→ **Stored data**:
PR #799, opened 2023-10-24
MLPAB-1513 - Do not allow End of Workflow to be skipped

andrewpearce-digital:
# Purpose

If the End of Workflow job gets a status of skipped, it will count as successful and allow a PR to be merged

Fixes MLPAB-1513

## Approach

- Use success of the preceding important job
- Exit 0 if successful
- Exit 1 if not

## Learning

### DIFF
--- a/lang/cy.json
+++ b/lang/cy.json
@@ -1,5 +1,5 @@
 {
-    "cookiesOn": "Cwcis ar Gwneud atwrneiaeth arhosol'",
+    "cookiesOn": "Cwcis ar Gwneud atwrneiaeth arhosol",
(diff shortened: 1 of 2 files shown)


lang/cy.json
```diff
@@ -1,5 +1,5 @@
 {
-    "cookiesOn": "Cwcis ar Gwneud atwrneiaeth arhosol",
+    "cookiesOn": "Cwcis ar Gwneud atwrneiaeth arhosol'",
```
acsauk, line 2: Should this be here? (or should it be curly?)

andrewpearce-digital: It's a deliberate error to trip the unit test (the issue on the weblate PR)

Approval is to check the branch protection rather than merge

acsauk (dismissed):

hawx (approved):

→ **What the task asks**: Each line above that contains the string "arhosol" should be copied.

→ **Response to the task**:
-    "cookiesOn": "Cwcis ar Gwneud atwrneiaeth arhosol'",
+    "cookiesOn": "Cwcis ar Gwneud atwrneiaeth arhosol",
-    "cookiesOn": "Cwcis ar Gwneud atwrneiaeth arhosol",
+    "cookiesOn": "Cwcis ar Gwneud atwrneiaeth arhosol'",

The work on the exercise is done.